Tulane launches Tulane Innovation series with Walter Isaacson and leading experts
Tulane University will kick off the virtual Tulane Innovation series Monday, May 4, with a webinar on COVID-19’s health disparities and public impacts.
Moderated by best-selling biographer Walter Isaacson, who is also the Leonard Lauder Professor of American History and Values at Tulane, the first installment of the series will feature Thomas LaVeist, a national expert on equity and health and dean of the Tulane School of Public Health and Tropical Medicine. LaVeist will be joined by Susan Hassig, a leading expert on infectious disease outbreaks and associate professor and director of the Master of Public Health program in Tulane’s Epidemiology Department.
The webinar will begin at 10 a.m. (CST) on Zoom.

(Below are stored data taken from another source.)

PR #4051, opened 2026-03-10
COS-4032: Add numad and numactl packages

angelcerveraroldan:
Add `numad` and `numactl` to `x86_64`, `aarch64`, and `ppc64le`. `numad` is not available for `s390x`, so we will not install the packages in that architecture.

### DIFF
--- a/manifests/system-configuration.yaml
+++ b/manifests/system-configuration.yaml
@@ -34,6 +34,17 @@ packages:
   # https://github.com/coreos/fedora-coreos-tracker/issues/753
   - stalld
 
+conditional-include:
+  # numad is not available for s390x
+  - if: basearch != "s390x"
+    include:
+      packages:
+        # https://github.com/coreos/fedora-coreos-tracker/issues/2096
+        # numad: Daemon that provides placement advice for efficient use of CPUs and memory on systems with NUMA topology.
+        # numactl: Control NUMA policy for processes or shared memory
+        - numad
+        - numactl
+
 postprocess:
   # Mask systemd-repart. Ignition is responsible for partition setup on first
   # boot and does not use systemd-repart currently. See also
--- a/tests/kola/numad/config.bu
+++ b/tests/kola/numad/config.bu
@@ -1,0 +1,6 @@
+variant: fcos
+version: 1.6.0
+systemd:
+  units:
+    - name: numad.service
+      enabled: true
--- a/tests/kola/numad/test.sh
+++ b/tests/kola/numad/test.sh
@@ -1,0 +1,52 @@
+#!/bin/bash
+## kola:
+##   platforms: qemu
+##   numaNodes: true
+##   minMemory: 2048
+##   architectures: "!s390x"
+##   description: Verify that numad detects nodes and tracks set -euo pipefail
+##   bindMountHostRO: ["/,/var/cosaroot"]
+##   creationDate: 2026-04-09
+
+set -euo pipefail
+
+# shellcheck disable=SC1091
+. "$KOLA_EXT_DATA/commonlib.sh"
+
+if [[ $(systemctl show numad -p ActiveState) != "ActiveState=active" ]]; then
+    fatal "numad did not activate"
+fi
+
+# Call numad to change the already running daemon's settings for -l and -i
+# `-l 7` adds extra information to the logs
+# `-i 5` changes interval from every 15s to every 5s
+numad -l7 -i5
+
+if ! lscpu | grep -Eq "NUMA node\(s\):\s*2"; then
+    fatal "expected to find exactly 2 numa nodes"
+fi
+
+# As part of the test we want to run a somewhat intensive process, so that
+# we can verify that numad is successfully tracking processes. Here we
+# use the same pattern of using a mounted in COSA as the container root as:
+# https://github.com/coreos/coreos-assembler/blob/8dbfe3ea8b8f571e732e8cc0ab307e983a0be1f3/mantle/cmd/kola/resources/iscsi_butane_setup.yaml#L102-L113
+podman run --privileged --name stress-ng --pid=host                      \
+    --volume=root:/root/:nocopy --volume=vartmp:/var/tmp/:nocopy         \
+    --workdir /root --rootfs /var/cosaroot                               \
+    stress-ng --temp-path /var/tmp --vm 1 --vm-bytes 1024M --timeout 25s
+
+logfile="/var/log/numad.log"
+for node in 0 1; do
+	# Different versions of numad have a slightly different format for the log file,
+	# e.g. MBs_total vs MBs_tot. This pattern should match both versions.
+	if ! grep -Eq "Node.${node}.*MBs_tot(al)?.*CPUs_tot(al)?" "$logfile"; then
+		fatal "Numad didn't detect Node ${node}"
+	fi
+done
+
+# Check that the stress test was being monitored by numad
+if ! grep -q "stress-ng-vm" "$logfile"; then
+    fatal "Numad is not monitoring the stress test"
+fi
+
+ok "Numad working as expected"
--- a/manifest-lock.aarch64.json
+++ b/manifest-lock.aarch64.json
@@ -987,8 +987,14 @@
     "nss-altfiles": {
       "evra": "2.23.0-7.fc43.aarch64"
     },
+    "numactl": {
+      "evra": "2.0.19-3.fc43.aarch64"
+    },
     "numactl-libs": {
       "evra": "2.0.19-3.fc43.aarch64"
+    },
+    "numad": {
+      "evra": "0.5-47.20150602git.fc43.aarch64"
     },
     "nvidia-gpu-firmware": {
       "evra": "20260221-1.fc43.noarch"
--- a/manifest-lock.ppc64le.json
+++ b/manifest-lock.ppc64le.json
@@ -969,8 +969,14 @@
     "nss-altfiles": {
       "evra": "2.23.0-7.fc43.ppc64le"
     },
+    "numactl": {
+      "evra": "2.0.19-3.fc43.ppc64le"
+    },
     "numactl-libs": {
       "evra": "2.0.19-3.fc43.ppc64le"
+    },
+    "numad": {
+      "evra": "0.5-47.20150602git.fc43.ppc64le"
     },
     "nvidia-gpu-firmware": {
       "evra": "20260221-1.fc43.noarch"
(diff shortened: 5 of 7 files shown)


angelcerveraroldan:
Tests seems to be failing due to a kernel warning:

```
arch/x86/kernel/smpboot.c:332 topology_sane.isra.0+0xc5/0x200
```

The error may or may not show up depending on the host CPU. 

Depends on https://github.com/coreos/coreos-assembler/pull/4479 (which has now been merged)

tests/kola/numad/config.bu
```diff
@@ -0,0 +1,14 @@
+variant: fcos
+version: 1.6.0
+systemd:
+  units:
+    - name: numad.service
```
dustymabe, line 5: hmm. is there not a numad.service provided by the RPMs ?

tests/kola/numad/test.sh
```diff
@@ -0,0 +1,44 @@
...
+fi
+
+if ! lscpu | grep -Eq "NUMA node\(s\):\s*2"; then
+    fatal "expected to find exactly 2 numa nodes"
+fi
+
+# run a process and check that the daemon is actively monitoring it
+podman run --privileged \
+       --name pod-stress-ng --pid=host \
+       ghcr.io/colinianking/stress-ng \
```
dustymabe: Pulling from a namespace/registry we don't control is not something we typically do. 

`stress-ng` is [in fedora](https://packages.fedoraproject.org/pkgs/stress-ng/stress-ng/) so we can just build [our own container](https://github.com/coreos/coreos-assembler/tree/main/tests/containers) for it, but TBH it would be better to get rid of most of those containers and do something like https://github.com/coreos/coreos-assembler/commit/8dbfe3ea8b8f571e732e8cc0ab307e983a0be1f3 in more places (at least for tests that can only run on `qemu` platform).

tests/kola/numad/config.bu
angelcerveraroldan: It does come with a `numad.service`, but I wrote a custom one so that it launches with some extra flags that add more logs, which are then grepped in the test.

dustymabe: I see. The `-l 7` is important here for the logging, but what about the others?

I guess what I'd like to see is us use the default unit as much as possible.

It looks like the [default unit](https://pagure.io/numad/blob/master/f/numad.service) has:

```
[Unit]
Description=numad - The NUMA daemon that manages application locality.
Documentation=man:numad

[Service]
Type=forking
ExecStart=/usr/bin/numad -i 15

[Install]
WantedBy=multi-user.target
```

Are we required to change the `-i` and `-m` values for our test to work?

As for the `-l 7` value I wish numad supported setting an evironment variable for this, but right now [no luck](https://pagure.io/numad/blob/master/f/numad.8#_221). But the man page [does say](https://pagure.io/numad/blob/master/f/numad.8#_231):

```
Subsequent numad invocations while the daemon is running can be used to dynamically change most run-time options.
```

So I'm wondering if we just add a `numad -l 7` call to our `test.sh` here will give us the extra debug logging we want.

angelcerveraroldan: The `-m 100` could likely be removed without any issues.

I think `-i 5` may be a good idea to avoid flakiness. That is, if we run the `stress-ng` command for 20 seconds, with the default `-i 15`, numad may only do a single system scan during those 20 seconds.

But if we are trying to avoid using a custom .system file, I am very happy to move set the parameters in the `test.sh` file.

dustymabe: > That is, if we run the stress-ng command for 20 seconds, with the default -i 15, numad may only do a single system scan during those 20 seconds.

Could we run the stress-ng command for longer than 20 seconds and reduce the flakiness that way?

angelcerveraroldan: Yes, if running it for longer is acceptable, that would work just as well. It may even be the case that 20 second with `-i 15` would be fine, I'll check that too, I was just trying to make numad as "sensitive" as possible.

dustymabe: :+1:

tests/kola/numad/test.sh
angelcerveraroldan: I have modidfied the test to use `rpm-ostree install --apply-live stress-ng` instead of pulling the container, would this be better?

I have tested it on x86 (locally, CI in this PR) and ARM (debug-pod) with this change and it seems to work. I still need to test ppc64le.

dustymabe: > I have modidfied the test to use `rpm-ostree install --apply-live stress-ng` instead of pulling the container, would this be better?

not exactly. `rpm-ostree install` won't work on rhel-coreos where there aren't any yum repos configured by default.

I have an idea for how to implement https://github.com/coreos/coreos-assembler/commit/8dbfe3ea8b8f571e732e8cc0ab307e983a0be1f3 more generically and use it here, but I think I'm obligated to review https://github.com/coreos/coreos-assembler/pull/4377 and help nikita get that merged first before I make any more changes to the code base there. Let's sync early next week to see if that has merged or not.

manifests/system-configuration.yaml
```diff
@@ -34,6 +34,16 @@ packages:
   # https://github.com/coreos/fedora-coreos-tracker/issues/753
   - stalld
 
+conditional-include:
+  # numad is not available for s390x after el8
```
dustymabe: probably OK without the `after el9` part 

```suggestion
  # numad is not available for s390x
```

manifests/system-configuration.yaml
```diff
@@ -34,6 +34,16 @@ packages:
...
+  - if: basearch != "s390x"
+    include:
+      packages:
+        # Daemon that provides placement advice for efficient use of CPUs and memory on systems with NUMA topology.
+        - numad
+        # Control NUMA policy for processes or shared memory
+        - numactl
```
dustymabe: link to the tracker issue ticket and also group the comments together so it's clear both RPMs are related to that tracker issue ticket.
```suggestion
        # https://github.com/coreos/fedora-coreos-tracker/issues/2096
        #  - numad: Daemon that provides placement advice for efficient use of CPUs and memory on systems with NUMA topology.
        #  - numactl: Control NUMA policy for processes or shared memory
        - numad numactl
```

tests/kola/numad/test.sh
```diff
@@ -0,0 +1,50 @@
...
+set -euo pipefail
+
+# shellcheck disable=SC1091
+. "$KOLA_EXT_DATA/commonlib.sh"
+
+if [[ $(systemctl show numad -p ActiveState) != "ActiveState=active" ]]; then
+    fatal "numad did not activate"
+fi
+
+# Add extra flags to (already running) numad
```
dustymabe: Because this behavior isn't typical where you can call a binary and it will change the settings of another already running process I think we should call it out in the comment:

```suggestion
# Call numad to change the already running daemon's settings for -l and -i.
```

tests/kola/numad/test.sh
angelcerveraroldan: Sounds good, thanks.

dustymabe:
@angelcerveraroldan with https://github.com/coreos/coreos-assembler/pull/4513 I was able to test this with:

```patch
diff --git a/tests/kola/numad/test.sh b/tests/kola/numad/test.sh
index 5b858a80..d8e008f9 100755
--- a/tests/kola/numad/test.sh
+++ b/tests/kola/numad/test.sh
@@ -7,6 +7,8 @@
 ##   minMemory: 2048
 ##   architectures: "!s390x"
 ##   description: Verify that numad detects nodes and tracks set -euo pipefail
+##   # We use the COSA filesystem to start a container to run stress-ng
+##   bindMountHostRO: ["/,/var/cosaroot"]
 
 set -euo pipefail
 
@@ -27,11 +29,13 @@ if ! lscpu | grep -Eq "NUMA node\(s\):\s*2"; then
 fi
 
 # As part of the test we want to run a somewhat intensive process, so that
-# we can verify that numad is successfully tracking processes.
-rpm-ostree install --apply-live stress-ng
-stress-ng --temp-path /var/tmp         \
-                 --vm 1 --vm-bytes 1024M       \
-                 --timeout 25s
+# we can verify that numad is successfully tracking processes. Here we
+# use the same pattern of using a mounted in COSA as the container root as:
+# https://github.com/coreos/coreos-assembler/blob/8dbfe3ea8b8f571e732e8cc0ab307e983a0be1f3/mantle/cmd/kola/resources/iscsi_butane_setup.yaml#L102-L113
+podman run --privileged --name stress-ng --pid=host              \
+    --volume=root:/root/:nocopy --volume=vartmp:/var/tmp/:nocopy \
+    --workdir /root --rootfs /var/cosaroot                       \
+        stress-ng --temp-path /var/tmp --vm 1 --vm-bytes 1024M --timeout 25s
 
 logfile="/var/log/numad.log"
 for node in 0 1; do
```

but I will note it failed a few times. I'm not sure if it's because the test is flaky or if running the container this way is causing it to be flaky.

angelcerveraroldan:
> but I will note it failed a few times. I'm not sure if it's because the test is flaky or if running the container this way is causing it to be flaky.

@dustymabe, I dont remeber it being flaky. I have ran the test (just using the old method, where I download the image from within the test) another 80 times in the aarch64 pod, and none of them failed.

manifests/system-configuration.yaml
```diff
@@ -34,6 +34,17 @@ packages:
...
   - stalld
 
+conditional-include:
+  # numad is not available for s390x
+  - if: basearch != "s390x"
+    include:
+      packages:
+        # https://github.com/coreos/fedora-coreos-tracker/issues/2096
+        # numad: Daemon that provides placement advice for efficient use of CPUs and memory on systems with NUMA topology.
+        # numadct: Control NUMA policy for processes or shared memory
```
dustymabe:
```suggestion
        # numactl: Control NUMA policy for processes or shared memory
```

dustymabe (dismissed):

dustymabe:
I disabled automerge. @angelcerveraroldan feel free to merge when it passes tests if you want.

I wasn't sure if you wanted to wait for and use the potential change in https://github.com/coreos/coreos-assembler/pull/4518 for this new test.

angelcerveraroldan:
> I wasn't sure if you wanted to wait for and use the potential change in https://github.com/coreos/coreos-assembler/pull/4518 for this new test.

I did want to wait for that change to merge first, that way if the flakiness turns out to be an issue, it won't be as big an issue.

dustymabe (approved):
LGTM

It is free and open to the public, but participants must register here.
“Such discussions are an essential part of Tulane’s mission to communicate knowledge in order to empower individuals, organizations and communities to lead with integrity and wisdom.”
Tulane President Mike Fitts
The series will feature discussions by leading Tulane experts from a wide variety of fields, offering insights and solutions to today’s greatest challenges.
“Such discussions are an essential part of Tulane’s mission to communicate knowledge in order to empower individuals, organizations and communities to lead with integrity and wisdom,” Tulane President Mike Fitts said. “Never has this mission been more relevant than today as the world continues to combat COVID-19.”
LaVeist, the Weatherhead Presidential Chair in Health Equity, is a national expert on equity and health. Prior to joining Tulane, he spent 25 years at Johns Hopkins Bloomberg School of Public Health where he was a professor and director of the Hopkins Center for Health Disparities Solutions.
A member of the National Academy of Medicine of the National Academy of Sciences, LaVeist has published more than 130 articles in scientific journals. He is also executive producer of the documentary “The Skin You’re In,” which explores the health disparities between African Americans and whites.
Hassig is a leading expert on infectious disease outbreaks, vector-borne disease, HIV and associated infections. Prior to joining the Epidemiology Department at Tulane, she spent more than a decade working in HIV research and associated infections.
She has also served in the Peace Corps, where she worked to improve disease diagnosis methods and blood transfusion safety in Thailand.
With the advent of the COVID-19 pandemic, Hassig has become a go-to source for public health information on efforts to stop the spread of the virus, and she has been quoted in a wide range of media outlets from The New York Times to Fox News.
Isaacson is the past CEO of the Aspen Institute, where he is now a Distinguished Fellow. He is also the former chairman of CNN and former editor of Time magazine. His most recent biography “Leonardo Da Vinci“ (2017) offers new discoveries about the artist’s life and work, weaving a narrative that connects his art to his science.
Isaacson is also a host of the show “Amanpour and Company” on PBS and CNN, a contributor to CNBC and host of the podcast “Trailblazers, from Dell Technologies.”
The second installment of the Innovation series (date to be determined) will be titled “Tulane Innovation: The Race for COVID-19 Treatments, Tests and a Vaccine.” It will be moderated by Kimberly Foster, dean of the Tulane School of Science and Engineering and feature Tulane virologist Robert Garry and Skip Bohm, associate director and chief veterinary medical officer of the Tulane National primate Research Center.